#### Extracted entries
== Segment start ==
PR #6884, opened 2023-03-30
Add flagged logic in autoloader to onboard all non-legacy packages to path-based autoloading

aadi-stripe:
Adds logic behind a new flag `--autogen-autoloader-pbal-non-annotated`, which will onboard all packages that don't have a `autoloader_compatibility 'legacy'` annotation to path-based autoloading (PBAL).

Also removes an unused flag `--autogen-autoloader-pbal-namespaces`.

### Motivation

Ensure that new code in the Stripe codebase is path-based-autoloaded by default.

### Test plan

See included automated tests. Tested on the Stripe codebase.

### DIFF
--- a/main/autogen/autoloader.cc
+++ b/main/autogen/autoloader.cc
@@ -339,8 +339,9 @@ void DefTreeBuilder::markPackages(const core::GlobalState &gs, DefTree &root, co
 
     for (auto nr : gs.packageDB().packages()) {
         auto &pkg = gs.packageDB().getPackageInfo(nr);
-        if (pkg.strictAutoloaderCompatibility()) {
-            // Only mark strictly path-based autoload compatible packages for now to reduce
+        if (pkg.strictAutoloaderCompatibility() ||
+            (alCfg.pbalNonAnnotatedPackages && !pkg.legacyAutoloaderCompatibility())) {
+            // Only mark path-based autoload compatible packages for now to reduce
             // computation / code generation, given this is the only current use-case for registering
             // packages in this context in the Stripe codebase.
 
--- a/main/autogen/autoloader.cc
+++ b/main/autogen/autoloader.cc
@@ -38,13 +38,6 @@ bool AutoloaderConfig::sameFileCollapsable(const vector<core::NameRef> &module) 
     return !nonCollapsableModuleNames.contains(module);
 }
 
-bool AutoloaderConfig::registeredForPBAL(const vector<core::NameRef> &pkgParts) const {
-    return pbalNamespaces.empty() || (absl::c_any_of(pbalNamespaces, [&pkgParts](auto &pbalNamespace) {
-               return pbalNamespace.size() <= pkgParts.size() &&
-                      std::equal(pbalNamespace.begin(), pbalNamespace.end(), pkgParts.begin());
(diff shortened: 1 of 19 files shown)


test/cli/autogen-pkg-autoloader-non-annotated/test.sh
```diff
@@ -0,0 +1,44 @@
...
+touch "$inner_dir_to_delete/__file_to_delete.rb"
+
+"$cwd/main/sorbet" --silence-dev-message --stop-after=namer \
+  --stripe-packages \
+  -p autogen-autoloader:output \
+  --autogen-autoloader-modules=RootPackage \
+  --autogen-autoloader-exclude-require=byebug \
+  --autogen-autoloader-ignore=scripts/ \
+  --autogen-autoloader-preamble "$preamble" \
+  --autogen-autoloader-pbal-non-annotated \
```
aadi-stripe, line 28: New flag

main/autogen/autoloader.cc
```diff
@@ -352,18 +339,16 @@ void DefTreeBuilder::markPackages(const core::GlobalState &gs, DefTree &root, co
...
+            (alCfg.pbalNonAnnotatedPackages && !pkg.legacyAutoloaderCompatibility())) {
+            // Only mark path-based autoload compatible packages for now to reduce
             // computation / code generation, given this is the only current use-case for registering
             // packages in this context in the Stripe codebase.
 
             // Additionally this package must be registed for path-based autoloading.
             // TODO: (aadi-stripe, 10/24/2022) Remove this functionality once we no longer require
             // special registration.
             auto &pkgFullName = pkg.fullName();
-            if (!alCfg.registeredForPBAL(pkgFullName)) {
```
bhang-stripe, line 364: neat!

bhang-stripe (approved):

main/options/options.cc
```diff
@@ -422,9 +422,10 @@ buildOptions(const vector<pipeline::semantic_extension::SemanticExtensionProvide
                                     "Modules that should never be collapsed into their parent. This helps break cycles "
                                     "in certain cases. (e.g. Foo::Bar::Baz)",
                                     cxxopts::value<vector<string>>());
-    options.add_options("advanced")("autogen-autoloader-pbal-namespaces",
-                                    "Namespaces for which path-based autoloading is enabled.",
-                                    cxxopts::value<vector<string>>());
+    options.add_options("advanced")("autogen-autoloader-pbal-non-annotated",
+                                    "When this flag is set, packages that don't have 'autoloader_compatibility' "
+                                    "annotations use path-based autoloading",
+                                    cxxopts::value<bool>());
```
jez, line 428: Why do we need this flag? Are there going to be some cases where we pass this flag and other cases where we don't?

Or are we just going to always pass this flag in all Sorbet invocations?

jez (approved):
I suppose this is fine but I'm a little confused as to the long term purpose of this flag.

main/options/options.cc
aadi-stripe: Right now the flag is there because I want to be able to bump Sorbet without having this functionality on by default. It will be removed very soon.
== Segment end ==
#### Exercise details
Reproduce the data exactly, omitting nothing.

#### Worked solution
PR #6884, opened 2023-03-30
Add flagged logic in autoloader to onboard all non-legacy packages to path-based autoloading

aadi-stripe:
Adds logic behind a new flag `--autogen-autoloader-pbal-non-annotated`, which will onboard all packages that don't have a `autoloader_compatibility 'legacy'` annotation to path-based autoloading (PBAL).

Also removes an unused flag `--autogen-autoloader-pbal-namespaces`.

### Motivation

Ensure that new code in the Stripe codebase is path-based-autoloaded by default.

### Test plan

See included automated tests. Tested on the Stripe codebase.

### DIFF
--- a/main/autogen/autoloader.cc
+++ b/main/autogen/autoloader.cc
@@ -339,8 +339,9 @@ void DefTreeBuilder::markPackages(const core::GlobalState &gs, DefTree &root, co
 
     for (auto nr : gs.packageDB().packages()) {
         auto &pkg = gs.packageDB().getPackageInfo(nr);
-        if (pkg.strictAutoloaderCompatibility()) {
-            // Only mark strictly path-based autoload compatible packages for now to reduce
+        if (pkg.strictAutoloaderCompatibility() ||
+            (alCfg.pbalNonAnnotatedPackages && !pkg.legacyAutoloaderCompatibility())) {
+            // Only mark path-based autoload compatible packages for now to reduce
             // computation / code generation, given this is the only current use-case for registering
             // packages in this context in the Stripe codebase.
 
--- a/main/autogen/autoloader.cc
+++ b/main/autogen/autoloader.cc
@@ -38,13 +38,6 @@ bool AutoloaderConfig::sameFileCollapsable(const vector<core::NameRef> &module) 
     return !nonCollapsableModuleNames.contains(module);
 }
 
-bool AutoloaderConfig::registeredForPBAL(const vector<core::NameRef> &pkgParts) const {
-    return pbalNamespaces.empty() || (absl::c_any_of(pbalNamespaces, [&pkgParts](auto &pbalNamespace) {
-               return pbalNamespace.size() <= pkgParts.size() &&
-                      std::equal(pbalNamespace.begin(), pbalNamespace.end(), pkgParts.begin());
(diff shortened: 1 of 19 files shown)


test/cli/autogen-pkg-autoloader-non-annotated/test.sh
```diff
@@ -0,0 +1,44 @@
...
+touch "$inner_dir_to_delete/__file_to_delete.rb"
+
+"$cwd/main/sorbet" --silence-dev-message --stop-after=namer \
+  --stripe-packages \
+  -p autogen-autoloader:output \
+  --autogen-autoloader-modules=RootPackage \
+  --autogen-autoloader-exclude-require=byebug \
+  --autogen-autoloader-ignore=scripts/ \
+  --autogen-autoloader-preamble "$preamble" \
+  --autogen-autoloader-pbal-non-annotated \
```
aadi-stripe, line 28: New flag

main/autogen/autoloader.cc
```diff
@@ -352,18 +339,16 @@ void DefTreeBuilder::markPackages(const core::GlobalState &gs, DefTree &root, co
...
+            (alCfg.pbalNonAnnotatedPackages && !pkg.legacyAutoloaderCompatibility())) {
+            // Only mark path-based autoload compatible packages for now to reduce
             // computation / code generation, given this is the only current use-case for registering
             // packages in this context in the Stripe codebase.
 
             // Additionally this package must be registed for path-based autoloading.
             // TODO: (aadi-stripe, 10/24/2022) Remove this functionality once we no longer require
             // special registration.
             auto &pkgFullName = pkg.fullName();
-            if (!alCfg.registeredForPBAL(pkgFullName)) {
```
bhang-stripe, line 364: neat!

bhang-stripe (approved):

main/options/options.cc
```diff
@@ -422,9 +422,10 @@ buildOptions(const vector<pipeline::semantic_extension::SemanticExtensionProvide
                                     "Modules that should never be collapsed into their parent. This helps break cycles "
                                     "in certain cases. (e.g. Foo::Bar::Baz)",
                                     cxxopts::value<vector<string>>());
-    options.add_options("advanced")("autogen-autoloader-pbal-namespaces",
-                                    "Namespaces for which path-based autoloading is enabled.",
-                                    cxxopts::value<vector<string>>());
+    options.add_options("advanced")("autogen-autoloader-pbal-non-annotated",
+                                    "When this flag is set, packages that don't have 'autoloader_compatibility' "
+                                    "annotations use path-based autoloading",
+                                    cxxopts::value<bool>());
```
jez, line 428: Why do we need this flag? Are there going to be some cases where we pass this flag and other cases where we don't?

Or are we just going to always pass this flag in all Sorbet invocations?

jez (approved):
I suppose this is fine but I'm a little confused as to the long term purpose of this flag.

main/options/options.cc
aadi-stripe: Right now the flag is there because I want to be able to bump Sorbet without having this functionality on by default. It will be removed very soon.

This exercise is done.